While investigating a devastating disease plaguing tobacco crops – Tobacco Mosaic Disease – Ivanovsky stumbled upon a phenomenon that revolutionized our understanding of infectious agents.
Discovery of Viruses (1890s):
- While studying tobacco mosaic disease, Ivanovsky discovered an infectious agent that could pass through a porcelain Chamberland filter known to block bacteria.
- This finding challenged the prevailing belief that bacteria caused all infectious diseases.
- His work laid the groundwork for the field of virology, though viruses weren’t formally named until later.
Characteristics of the Infectious Agent:
- Ivanovsky observed an infectious agent that could pass through a bacterial filter.
- This suggested the infectious agent was extremely small, even smaller than known bacteria.
- Although he couldn’t directly observe the agent, his experiments provided crucial clues about its properties.
Impact on Microbiology:
- Ivanovsky’s discovery opened a new chapter in microbiology by demonstrating the existence of a new class of infectious agents, viruses.
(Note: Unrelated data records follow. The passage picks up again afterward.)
Issue #383, opened 2013-04-08
Default value for 'bins' argument in SimpleGoodTuringProbDist and WittenBellProbDist


kmike:
I think the default value for SimpleGoodTuringProbDist.bins is quite unuseful: freqdist.B() + 1 means that probability for unseen samples could be very large (up to several orders of magnitude larger than probability of the most common sample). This caused low performance of SimpleGoodTuringProbDist in NLTK tests: see  https://github.com/kmike/nltk/commit/8d20dc86d8180e61a83e5dc2deeb5b5f30e6071f

WittenBellProbDist also has a non-useful default 'bins' value (see https://github.com/nltk/nltk/issues/110).

Maybe there is a better estimate (e.g. could we somehow take Zipf law into account)?

kmike:
Let bins == fd.B()+1.

Then prob() method would return p = _prob_measure(0) / (1.0 \* self._bins - self._freqdist.B()) == _prob_measure(0), where _prob_measure(0) is 1.0 \* self._freqdist.Nr(1) / self._freqdist.N() - a ratio of samples with frequency 1.

A reasonable guess for self._freqdist.Nr(1) / self._freqdist.N() is 0.05. 

What does it mean: each unseen token gets 0.05 probability; this number is huge - frequent words usually have much lower probability.

desilinguist:
The value of the number of bins was from the original SGT C code reference
implementations. See the issue on google code for more detail.

It may give too high a probability mass to unseen tokens - that's why it's
called SimpleGoodTuring.

On Monday, April 8, 2013, Mikhail Korobov wrote:

> Let bins == fd.B()+1.
> 
> Then prob() method would return p = _prob_measure(0) / (1.0 \* self._bins -
> self._freqdist.B()) == _prob_measure(0), where _prob_measure(0) is 1.0 *
> self._freqdist.Nr(1) / self._freqdist.N() - a ratio of samples with
> frequency 1.
> 
> A reasonable guess for self._freqdist.Nr(1) / self._freqdist.N() is 0.05.
> 
> What does it mean: each unseen token gets 0.05 probability; this number is
> huge - frequent words usually have much lower probability.
> 
> —
> Reply to this email directly or view it on GitHubhttps://github.com/nltk/nltk/issues/383#issuecomment-16073707
> .

## 

Linguist, Desi Linguist
http://www.desilinguist.org

afourney:
Right. 

[...]

PR #384, opened 2013-04-08
More efficient FreqDist._Nr_cache

kmike:
FreqDist._Nr_cache is very sparse in real word. E.g. for Brown corpus there is only 553 non-zero values and 62160 zero values; for bigger corpora issue is worse, e.g. Russian Wikipedia has < 10K non-zero values and > 11M zero values.

Storing numbers in Python list is also quite inefficient: list of integers is an array of pointers to integers (and each integer is a Python object with a pointer to type and a refcount number). 

This change saves me about 100M of memory for FreqDist with unigrams from Russian Wikipedia (and a full _Nr_cache - SimpleGoodTuringProbDist fills it).

### DIFF
--- a/nltk/probability.py
+++ b/nltk/probability.py
@@ -211,14 +211,14 @@ class FreqDist(dict):
         if self._Nr_cache is None:
             self._cache_Nr_values()
 
-        return (self._Nr_cache[r] if r < len(self._Nr_cache) else 0)
+        return self._Nr_cache.get(r, 0)
 
     def _cache_Nr_values(self):
-        Nr = [0]
+        Nr = defaultdict(int)
         for sample in self:
             c = self.get(sample, 0)
-            if c >= len(Nr):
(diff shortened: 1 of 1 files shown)


kmike:
New _Nr_cache implementation also enables much faster SimpleGoodTuringProbDist._r_Nr: 6s vs 18s for creating SimpleGoodTuringProbDist from FreqDist, and 50ms vs 12s for creating SimpleGoodTuringProbDist from FreqDist with primed cache.

stevenbird:
This is a much better implementation, thanks!

stevenbird:
It would be ideal to have a couple of regression tests as well, if you can manage it, but I'm happy to merge anyway.

kmike:
This is tested indirectly in probability.doctest, but you're right, some unit test would help. I was going to write some tests as a part of #383.

PR #389, opened 2013-04-16
add a __reduce__ method to ConditionalFreqDist so that it's pickle-able

alexrudnick:
At the moment, ConditionalFreqDist isn't pickle-able, but this patch makes it work with pickle.

This little script breaks when trying to unpickle on the current master, but works with the patch.

``` python
import nltk
import pickle

cfd = nltk.probability.ConditionalFreqDist()
cfd['foo'].inc('hello')
with open("cfd.pickle", "wb") as outfile:
    pickle.dump(cfd, outfile)
with open("cfd.pickle", "rb") as infile:
    cfd2 = pickle.load(infile)
```

### DIFF
--- a/nltk/probability.py
+++ b/nltk/probability.py
@@ -1854,6 +1854,13 @@ class ConditionalFreqDist(defaultdict):
             for (cond, sample) in cond_samples:
                 self[cond].inc(sample)
 
+    def __reduce__(self):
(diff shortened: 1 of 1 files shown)


kmike:
Thanks!

alexrudnick:
Yay, thanks!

- It led to further research on viruses and their role in various diseases.
- Ivanovsky also conducted research on yeast fermentation, photosynthesis.
- Ivanovsky also contributed to the field of agricultural microbiology.
- He is credited alongside Martinus Beijerinck, who independently discovered viruses around the same time.
Martinus W. Beijerinck
- Martinus W. Beijerinck, a Dutch microbiologist, was born on March 16, 1851, in Amsterdam, Netherlands.
- He made significant contributions to the field of microbiology, particularly in the study of viruses and bacteria.
- Beijerinck is widely recognized for his groundbreaking discovery that viruses are distinct entities capable of reproduction, setting them apart from other organisms.
- His most notable achievement was the development of the enrichment culture technique in 1888, which revolutionized the field.
- Furthermore, Beijerinck’s exploration of soil led to the discovery of novel bacterial species.
- He also provided a detailed account of biological nitrogen fixation, a crucial process that converts nitrogen gas into a form usable by plants.
- His isolation of Bacillus radicicola and subsequent demonstration of its role in forming nodules on the roots of leguminous plants (later known as Rhizopus) further solidified his expertise.
- In 1904, Beijerinck made another breakthrough by uncovering the phenomenon of bacterial sulfate reduction, a form of anaerobic respiration.
- His contributions to environmental microbiology and virology have earned him recognition as a pioneer in these fields.